Hyatt is specifically looking for a hands-on practitioner capable of building production-grade AI and Machine Learning solutions that can identify high-risk incidents, predict claim severity, optimize business decisions, and deliver explainable insights to business stakeholders.
What Hyatt Actually Needs
Hyatt is not looking for a generic Data Scientist.
They are hiring a:
AI & Risk Analytics Specialist who can build production-ready machine learning, NLP, and optimization models that help Hyatt predict, prioritize, and mitigate risk before incidents become costly claims.
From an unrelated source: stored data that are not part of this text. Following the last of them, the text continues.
PR #72, opened 2019-01-10
fix: no need from cd - on package.json so we can pass custom arguments

ferrannp:


thymikee:
This will change your working directory after running tests.
Time to setup Jest `projects` and run tests from the root ;)

ferrannp:
@thymikee it doesn't locally. Isn't that the default behavior of `npm:scripts` ?

thymikee:
If it works, then cool, I'm not aware of such feature :D

grabbou:
@thymikee it depends. Each command on CircleCI runs in its own session, so it always starts from the "workingDirectory". If we have a separate "run" phase for "npm test", it should be good regardless of the "npm scripts" behaviour.

grabbou:
I am going to merge it and we should fix them.

PR #77, opened 2019-01-10
feat: be able to use link for specific --platforms only

### LINKED ISSUE #25: Make link work for specified platform only
Basically
```sh
react-native link --platform=ios
```

ferrannp:
Closes #25.

Default behavior is still to link everything. We can also use:

```sh
--platforms=android
--platforms=ios
--platforms=android,ios
// etc
```


ferrannp:
`master` has broken tests right now (related to `link`).

thymikee:
@ferrannp can you rebase? Flow was fixed in #79

packages/local-cli/link/__tests__/link-test.js
```diff
@@ -226,9 +226,76 @@ describe('link', () => {
...
-    link(['react-native-blur'], context).then(() => {
+    link(['react-native-blur'], context, {}).then(() => {
       expect(registerNativeModule.mock.calls).toHaveLength(1);
       done();
     });
   });
+
+  it('should link only for specific platforms if --platforms is used', async () => {
+    jest.setMock('../getProjectDependencies', () => ['react-native-maps']);
+    jest.setMock('../../core/getPackageConfiguration', () => ({
```
thymikee: can you move `jest.mock` or `jest.doMock` instead?

packages/local-cli/link/__tests__/link-test.js
```diff
@@ -226,9 +226,76 @@ describe('link', () => {
...
+    assertPlaftormsCalledTimes(1, 0);
+
+    await link(
+      ['react-native-gradient'],
+      { root: '/' },
+      { platforms: ['ios'] }
+    );
+    assertPlaftormsCalledTimes(0, 1);
+
+    await link(
```
thymikee: this link call is a duplicate of https://github.com/react-native-community/react-native-cli/pull/77/files?w=1#diff-f71ce3341c36eb9ac6eefd5606744ff6R273, can you remove it?

packages/local-cli/link/link.js
```diff
@@ -99,16 +99,23 @@ const linkAssets = (platforms, project, dependency) => {
...
  * @param args [packageName]
  */
-function link([rawPackageName]: [string], ctx: ContextT) {
+function link([rawPackageName]: [string], ctx: ContextT, opts: FlagsType) {
   let platforms;
   let project;
   try {
     platforms = getPlatforms(ctx.root);
+    if (opts.platforms) {
+      platforms = pick(platforms, opts.platforms);
```
thymikee: would be better to move this logic into `getPlatforms` so we don't have to overwrite

packages/local-cli/link/link.js
```diff
@@ -157,4 +164,12 @@ module.exports = {
   description:
     'links native dependencies for specified package (updates native build files)',
   name: 'link <packageName>',
+  options: [
+    {
+      command: '--platforms [list]',
+      description:
+        'If you want to link dependencies only for specific platforms',
```
thymikee:
```suggestion
        'scope link command to certain platforms (comma-separated)',
```

packages/local-cli/link/link.js
```diff
@@ -157,4 +164,12 @@ module.exports = {
...
+      parse: (val: string) => val.split(','),
```
thymikee: would be cool to also lowercase the items, so stuff like this also passes:
```
link --platforms iOS
link --platforms ios,Android
```

packages/local-cli/link/link.js
```diff
@@ -99,16 +99,23 @@ const linkAssets = (platforms, project, dependency) => {
   log.info('Assets have been successfully linked to your project');
 };
 
+type FlagsType = {
+  platforms: string,
```
thymikee:
```suggestion
  platforms: Array<string>,
```

packages/local-cli/link/__tests__/link-test.js
ferrannp: That works everywhere except here:

```js
jest.setMock('../../core/getPlatforms', () => ({
  android: { linkConfig: genericAndroidLinkConfig },
  ios: { linkConfig: genericIOSLinkConfig },
}));
```

Changing to `doMock` makes the test fail, do you know why? By the way, all the other tests from this file use also `setMock` so not sure that might be affecting the others somehow...

packages/local-cli/link/__tests__/link-test.js
ferrannp: Oh you are right! One of them should be empty array.

packages/local-cli/link/link.js
ferrannp: So that was my first idea, pass a second argument to `getPlatforms` to somehow blacklist some platforms. On second though, maybe another file will need these `getPlatforms` and it might be better it stays with same functionality to always return all? Then the consumer (like `link`) can decide what to do with it. You know, to know overcomplicate the function.

packages/local-cli/link/__tests__/link-test.js
thymikee: I'd say get rid of as many `setMock` as you can. It's a legacy API and shouldn't be used (I'm not even sure what it does actually, this project is first time I encounter it in the wild)

packages/local-cli/link/link.js
thymikee: I think it would be perfectly valid for `getPlatforms` to decide which platforms to return based on "options" argument :)

packages/local-cli/link/__tests__/link-test.js
ferrannp: Done 💪

PR #79, opened 2019-01-10
fix: Fix flow erros

Esemesek:
Fixing flow errors. In some places, I removed `@flow` annotation because its module was never entirely typed, and adding types would require much more effort, than this simple fix.

EDIT: Also removed `dependencies` command since it exists already in `metro`.
PR: https://github.com/facebook/metro/pull/335
Renaming cmd in `metro`: https://github.com/facebook/metro/pull/339


thymikee:
Merging to unbreak master, but the comments remain valid and I'd appreciate some discussion/followup :)

PR #81, opened 2019-01-11
fix: android duplicates in linked packages

### LINKED ISSUE #43: Fix duplicate Android packages being linked
Recent commit updated Android part of the link mechanism to use "implementation" instead of "compile" to align with what Gradle recommends: https://github.com/react-native-community/react-native-cli/commit/c6c34a2a6e0d5898a62bc10b7c2936cadba3e071

Unfortunately, it breaks the detection of an already installed packages.

The way "link" detects an installed package on Android is by looking for "compile(XXX)" inside `build.gradle`. We don't have a sophisticated tool for parsing and reading Gradle files, hence we use a really simple RegExp to look for informations that we want. It was always meant to be a temporary solution, so we are going to work on resolving that in the nearest future.

Meanwhile, what happens is that now, after the update, "link" will look for "implementation(XXX)" string instead to indicate that the given package is already linked. 

This means that when "link" command is run on an existing codebase that still uses "compile" (e.g. just updated to a new project), it will not treat such project as installed and will add it once again, this time using `implementation(XXX)`. This results with duplicate packages. 

We should teach `link/android/isInstalled.js` to return "true" in both scenarios when "compile" and "implementation" are present. Both are valid right now in Gradle v3 (with "compile" being obsolete).

We should also make sure that "unlink" can handle both cases.

CC: @thymikee @dulmandakh (original reviewer of the PR)

thymikee:
Fixes #43

- Improved the Regex to be more forgiving in terms of spacing and `implementation`/`compile` names with variants and configs
- add more thorough test
- cleanup makeBuildPatch test to not test implementation details
- cleanup link test so it doesn't output to stdout unnecessarily
- tested on a project I had issues with duplicates (resolved with this diff)

cc @ferrannp

### DIFF
--- a/packages/local-cli/link/__tests__/android/isInstalled-test.js
+++ b/packages/local-cli/link/__tests__/android/isInstalled-test.js
@@ -19,11 +19,20 @@ const projectConfig = {
 };
 
 describe('android::isInstalled', () => {
-  it('should return true when project is already in build.gradle', () => {
-    expect(isInstalled(projectConfig, 'test')).toBeTruthy();
-    expect(isInstalled(projectConfig, 'test2')).toBeTruthy();
-  });
-
-  it('should return false when project is not in build.gradle', () =>
-    expect(isInstalled(projectConfig, 'test3')).toBeFalsy());
+  test.each([
+    ['test-impl', true],
+    ['test-impl-config', true],
+    ['test-impl-config-spaces', true],
+    ['test-impl-debug', true],
+    ['test-impl-abc', true],
+    ['test-compile', true],
+    ['test-compile-debug', true],
+    ['test-compile-abc', true],
+    ['test-not-there-yet', false],
+  ])(
+    'properly detects if %p project is already in build.gradle',
+    (project, isPresent) => {
+      expect(isInstalled(projectConfig, project)).toBe(isPresent);
+    }
+  );
 });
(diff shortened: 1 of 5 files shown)


packages/local-cli/link/__tests__/android/isInstalled-test.js
```diff
@@ -19,11 +19,20 @@ const projectConfig = {
...
+    ['test-impl', true],
+    ['test-impl-config', true],
+    ['test-impl-config-spaces', true],
+    ['test-impl-debug', true],
+    ['test-impl-abc', true],
+    ['test-compile', true],
+    ['test-compile-debug', true],
+    ['test-compile-abc', true],
+    ['test-not-there-yet', false],
+  ])(
```
ferrannp: dope

grabbou:
Awesome!

matt-block:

The primary mission of this role is to:
· Predict which incidents are most likely to become claims
· Forecast claim severity and financial exposure
· Analyze unstructured incident and claims narratives using NLP and LLM technologies
· Develop explainable AI solutions that business stakeholders can trust
· Apply Operations Research techniques to optimize business decisions and resource allocation
· Deliver scalable production models that integrate into enterprise workflows
This role sits at the intersection of:
Risk Analytics + AI/ML + NLP + Operations Research + Business Optimization
Core Responsibilities
Machine Learning & Predictive Modeling
· Design, develop, deploy, and optimize machine learning models
· Build incident prioritization and claim severity prediction models
· Develop risk-scoring frameworks for proactive risk identification
· Perform feature engineering across structured and unstructured datasets
· Monitor model performance, drift, retraining requirements, and scoring quality
Natural Language Processing (NLP) & AI
· Develop NLP solutions for claims and incident narrative analysis
· Build text classification and language-processing pipelines
· Leverage Large Language Models (LLMs) to extract business insights
· Generate explainable AI outputs and risk-driver analysis
· Apply AI techniques to improve operational decision-making
Data Science & Advanced Analytics
· Develop predictive analytics and statistical modeling solutions
· Build record-linkage and entity-resolution models where unique identifiers do not exist
· Support large-scale data analysis across enterprise datasets
· Work with structured, semi-structured, and unstructured data sources
Cross-Functional Collaboration
· Partner with Risk Management, Legal, Data Engineering, Data Governance, BI, and MLOps teams
· Translate business requirements into technical solutions
· Present findings and recommendations to technical and executive stakeholders
· Mentor junior Data Scientists and contribute to team best practices
Documentation & Governance
· Create documentation covering methodology, assumptions, validation approaches, and limitations
· Support model governance and explainability requirements
· Ensure compliance with data governance, privacy, and security standards
Machine Learning Frameworks
· Scikit-Learn
· XGBoost
· TensorFlow
· PyTorch
· MXNet
· LLM Frameworks
Cloud Platforms
· AWS
· Azure
· GCP
DevOps & MLOps
· CI/CD
· MLOps Frameworks
· Model Deployment & Monitoring
Education
Required:
· Master's Degree in:
o Computer Science
o Statistics
o Industrial Engineering
o Operations Research
o Related Technical Field
Preferred:
· PhD in a relevant discipline
Ideal Candidate Profile
The strongest candidates will demonstrate:
· Deep Operations Research expertise
· Strong AI/ML engineering capabilities
· Hands-on NLP and LLM experience
· Experience building production machine learning systems
· Claims, risk, or incident analytics experience
· Ability to communicate complex analytical findings to business stakeholders
· Strong understanding of model explainability and governance
· Experience deploying scalable enterprise AI solutions
This role is best suited for a senior-level Data Scientist who can move beyond experimentation and deliver measurable business value through production-ready AI, NLP, and optimization solutions.